Building style

Which types of wood and glues are used. How are the motors and engineering constructed in this ship. You will find the answers to these questions here.


The specialists in our yard have chosen Sipo mahogany with the perfect flaming, quality and colour. This warm colouring of the wood shows how special this product is. The hull is built up of three layers glued mahogany (two diagonal and one lengthwise), stapled with epoxy, forming a skin of 23 mm thick. This manner of building has the advantage of creating a fixed form hull, that is nevertheless light weight. Outstanding in this ship are the shell strakes which run from front to end without cross wise joints, making them 11 meters long. The oak framing of the ship makes the base for a solid and fixed form hull, that manages high speeds and strong forces without any difficulties.

Glues, coating and paint

The epoxy glues ensure an extraordinary longevity for the ship and a low maintenance level as well; practice has already shown this. The whole ship has been varnished with seven layers of two pack coating, of which the last layers are sprayed to achieve the result one might expect from a ship like this. The underwater hull has also been thoroughly handled with a two pack coating paint system, the last layers consisting of anti fouling paint.
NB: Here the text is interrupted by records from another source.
PR #5643, opened 2025-02-17
feat: Pino logging in bouncer

j4m1ef0rd:
Address PR comments# Pull Request

Closes: PRO-1996

## Checklist

## Summary

- Replaced all `console.log` calls in all tests, setup scripts and any shared functions that are used in tests. This involved giving every function the logger as an argument. A lot of small changes :(
- Replaced some `console.log`s in  command scripts.
- Set all log messages to `debug` by default. Set important logs to `info`. Set some unnecessary ones to `trace`.
- Added to the readme file with information about logging.
- Added trace logs to some util functions like `observeEvent` to help with debugging.
- Removed the `log` argument from functions. (was used to turn logging on/off).
- Started using my new `throwError` function in some util functions, to help keep relevant info when throwing an error.
- Added some info to the logger in some test where it seemed helpful.
- Removed the `tag` from the start of log messages and instead added it to the logger as a binding.
- Output the new `bouncer.log` file as an artifact on the CI.


bouncer/commands/setup_vaults.ts
```diff
@@ -162,11 +176,11 @@ async function main(): Promise<void> {
...
 
   // Confirmation
-  console.log('Waiting for new epoch...');
-  await observeEvent('validator:NewEpoch').event;
+  logger.info('Waiting for new epoch...');
+  await observeEvent(logger, 'validator:NewEpoch').event;
 
-  console.log('=== New Epoch ===');
-  console.log('=== Vault Setup completed ===');
+  logger.info('New Epoch');
```
msgmaxim, line 182: Any particular reason to remove `===`? 😄

bouncer/shared/new_btc_address.ts
```diff
@@ -61,14 +61,8 @@ export async function newBtcAddress(seed: string, type: BtcAddressType): Promise
...
 
-  let walletDescriptor;
-  try {
-    walletDescriptor = (await axios.post(btcEndpoint, getDescriptorData, axiosConfig)).data.result
-      .descriptor;
-  } catch (err) {
-    console.log(err);
-    process.exit(-1);
-  }
+  const walletDescriptor = (await axios.post(btcEndpoint, getDescriptorData, axiosConfig)).data
```
msgmaxim, line 64: How do we know that removing try/catch is safe?

bouncer/shared/perform_swap.ts
```diff
@@ -196,61 +200,63 @@ export async function performSwap(
...
+    }`,
+  );
 
   const swapParams = await requestNewSwap(
+    logger,
     sourceAsset,
     destAsset,
     destAddress,
-    tag,
+    undefined,
```
msgmaxim, line 223: If we always provide logger, does it mean that tag should never be provided and can be removed as a parameter?

bouncer/commands/setup_vaults.ts
j4m1ef0rd: No, just didn't seem needed anymore. Just made them `info` level instead, that should make them stand out enough.

bouncer/shared/new_btc_address.ts
j4m1ef0rd: This was is how we do it in other utils, I don't see why this would be different. `vitest` will catch it.

bouncer/shared/perform_swap.ts
j4m1ef0rd: As discussed in person. The swap can be started at each of the functions, so each needs to take the tag and add it to the logger if needed.
I do think that this "perform swap" system needs to be cleaned up. It's quite messy and confusing.

msgmaxim (approved):

albert-llimos:
I don't have much context on how much better this logging is but I'm not a big fan of adding an additional required parameter to so many functions for logging purposes. For example, requiring a logger to be passed to a function that sends sol/eth seems unnecessary. We need to pass these loggers all the way down to all functions which makes the bouncer even more verbose than it already is.
Is there no better way to do this?

kylezs:
> I don't have much context on how much better this logging is but I'm not a big fan of adding an additional required parameter to so many functions for logging purposes. For example, requiring a logger to be passed to a function that sends sol/eth seems unnecessary. We need to pass these loggers all the way down to all functions which makes the bouncer even more verbose than it already is.
Is there no better way to do this?

There is, and it already exists here, you can import the global logger. However, in doing so we would lose the ability to construct and inherit child loggers which allow the parent to pass down context that will now exist on the logger for it's lifetime. e.g. attaching "swap direction and amount" to a particular swap process, now this means we will have this context even for RPC calls which we previously didn't have. So it seems messier, but we gain a lot more granularity as a result, and we gain it accidentally almost. Future developers don't need to think "oh have I attached the correct context" etc. They just use the logger and any upstream context is already there. 

This is something we were already doing, but in an inconsistent way, by having special "context" objects for different test types etc. Now it can all be done in the logger. And in cases where we don't care about context, the globalLogger can be used.

bouncer/README.md
```diff
@@ -122,3 +128,88 @@ pnpm vitest run -t "ConcurrentTests"
...
+Another option for adding information to the logger is using the custom `loggerChild` function.
+This will append the given string to the `module` binding.
+
+```ts
+import { loggerChild } from '../shared/utils/logger';
+
+const logger1 = loggerChild(parentLogger, `myTestCase`);
+const logger2 = loggerChild(logger1, `setupFunction`);
+const logger3 = loggerChild(logger2, `myFunction`);
+// {"module": `myTestCase::setupFunction::myFunction`}
```
kylezs, line 182: ?

bouncer/README.md
```diff
@@ -122,3 +128,88 @@ pnpm vitest run -t "ConcurrentTests"
...
+```
+
+### Logging outside of a test
+
+If you need use the logger in a command or any other non-test code, you can use the `globalLogger`.
```
kylezs, line 187:
```suggestion
If you need to use the logger in a command or any other non-test code, you can use the `globalLogger`.
```

bouncer/README.md
```diff
@@ -122,3 +128,88 @@ pnpm vitest run -t "ConcurrentTests"
...
+### Debugging
+
+To debug a failed test you can use the `bouncer.log` file. It will have logs at `Trace` level of all test that where ran.
+To filter for the test you are debugging, you can use the `test` value that should be on all log messages (Excluding logs from commands, setup scripts and thrown errors).
+
+An example of using `jq` to filter the logs for an individual test and put them in another file:
+
+```sh copy
+jq 'select(.test=="BoostingForAsset")' /tmp/chainflip/bouncer.log > /tmp/chainflip/failed_test.log
+```
```
kylezs, line 207: 👌

bouncer/shared/perform_swap.ts
```diff
@@ -54,18 +55,19 @@ export type SwapParams = {
...
   tag = '',
   messageMetadata?: CcmDepositMetadata,
   brokerCommissionBps?: number,
-  log = true,
   boostFeeBps = 0,
   fillOrKillParams?: FillOrKillParamsX128,
   dcaParams?: DcaParams,
 ): Promise<SwapParams> {
-  const addressPromise = observeEvent('swapping:SwapDepositAddressReady', {
+  const logger = tag ? parentLogger.child({ tag }) : parentLogger;
```
kylezs, line 69: This is a little strange, why do we need to take a tag and a logger? Why not just attach this to the logger outside this function. If there's a tag, then we add it to the logger and pass that logger down. I think the logger should replace this notion of "tag" now.

bouncer/shared/perform_swap.ts
```diff
@@ -196,61 +200,63 @@ export async function performSwap(
...
 // function to create a swap and track it until we detect the corresponding broadcast success
 export async function performAndTrackSwap(
+  parentLogger: Logger,
   sourceAsset: Asset,
   destAsset: Asset,
   destAddress: string,
   amount?: string,
   tag?: string,
 ) {
+  const logger = tag ? parentLogger.child({ tag }) : parentLogger;
```
kylezs, line 242: same here and all of them that have a tag ofc

bouncer/shared/perform_swap.ts
```diff
@@ -362,17 +374,18 @@ export async function performVaultSwap(
   }[] = [],
 ): Promise<VaultSwapParams> {
   const tag = swapTag ?? '';
```
kylezs, line 376: also the swapTag should be the same, should be part of the logger that's passed in

bouncer/shared/perform_swap.ts
j4m1ef0rd: It was to avoid changing the code too much. Plus we use the tag in the swap context to identify a swap. But I was able to find a work around for this. We might want to think about using a better id method for the swaps in the future.

acdibble:
> I don't have much context on how much better this logging is but I'm not a big fan of adding an additional required parameter to so many functions for logging purposes. For example, requiring a logger to be passed to a function that sends sol/eth seems unnecessary. We need to pass these loggers all the way down to all functions which makes the bouncer even more verbose than it already is. Is there no better way to do this?

There is an API that basically provides storage based around the callstack
https://nodejs.org/api/async_context.html#class-asynclocalstorage

.github/workflows/upgrade-test.yml
```diff
@@ -285,6 +285,15 @@ jobs:
           path: |
             /tmp/chainflip/logs/*.log
 
+      - name: Upload Bouncer Logs 💾
+        if: always()
+        continue-on-error: true
+        uses: actions/upload-artifact@50769540e7f4bd5e21e526ee35c689e35e0d6874
+        with:
+          name: bouncer-logs
```
kylezs, line 293: Needs a different name, otherwise it'll overwrite the logs from post_check

PR #5651, opened 2025-02-19
chore: add assert_matches! utility function for testing

syan095:
# Pull Request
## Checklist

## Summary

Added a new "assert_matches" utility macro that can be used to replace `assert!(matches!())`
Just adds a little syntactic sugar.


syan095:
I noticed that we have alot of "assert!(matches!(a, b))"s in our code. I thought why not just create a macro that combines the two, so we just need 1 layer of macro to do the same logic?

dandanlen:
I think we used to have something like this and then removed it again... 

My (not very strong) opinion is that I don't see a big benefit of this: it doesn't really save much typing, and doesn't add any extra functionality (for example a better error message). It's basically just an alias, except slightly less convenient since you need to remember to import cf_utilities.

If people prefer this way don't have any objections to merging it.

dandanlen (approved):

The combination of varnished mahogany, marine blue and white leather cloth and stainless steel polished fittings makes this a ship like no other, completely unique.


The classic charisma of this exquisite model presents a contrast with the modern motor system that has been installed. The two Volvo Penta's IPS 350 that have been built in manage everything electronically and are perfectly tuned to each other, both with high speeds on open water as well with a slower pace in the canals. This Volvo system offers many advantages compared with the conventional system with propeller shafts and a separate rudder system. This is demonstrated in the higher top speed, the faster acceleration and in the higher fuel efficiency achieved by the extremely effective transmission.


To ensure an optimum isolation of the engine compartment, we have consulted the renowned experts in the area of sound and vibration, the firm Van Cappellen from Papendrecht. Their advise towards a motor with minimum sound and maximum functionality included the use of different types of materials for isolation, how to secure the motor to the foundation and as well the passage of the tailpieces through the hull. The astute calculations made especially for this ship ensure the absence of unpleasant noise on the whole ship; this applies to the exhaust pipes as well, as they are placed under water in the tailpieces of the motors.


The tailpieces of both motors have double propellers. On each axle two propellers have been installed of which one is right rotating and the other left rotating, this compensates for the propeller deviation. The closed off engine compartment includes a fully automatic fire extinguishing system to warrant safety on board. In the back of the hull your will find beautiful air inlets made from stainless steel. These are connected with the engine compartment through attenuating and water damming channels and provide the fresh air for the motors. An additional option is the IPS joystick (Inboard Performance System). With this system you can connect both motors to the joystick, making manoeuvring simple, safe and fun. For additional information on the joystick system you can check out the Volvo website.

Anchor system

The ship is equipped with an easy to handle electronic anchoring system, that can be easily managed from the position as driver. A push on the button will start the system and lower or raise the stainless steel anchor that weighs 10 kg. The display will show you how much chain is given and at what speed. The raising alarm and the overload safety make anchoring safe and easy. The clever system brings the anchor automatically straight (and not turned) into the anchor vault. The stainless steel anchor chain is pulled automatically into the anchor container in the fore ship.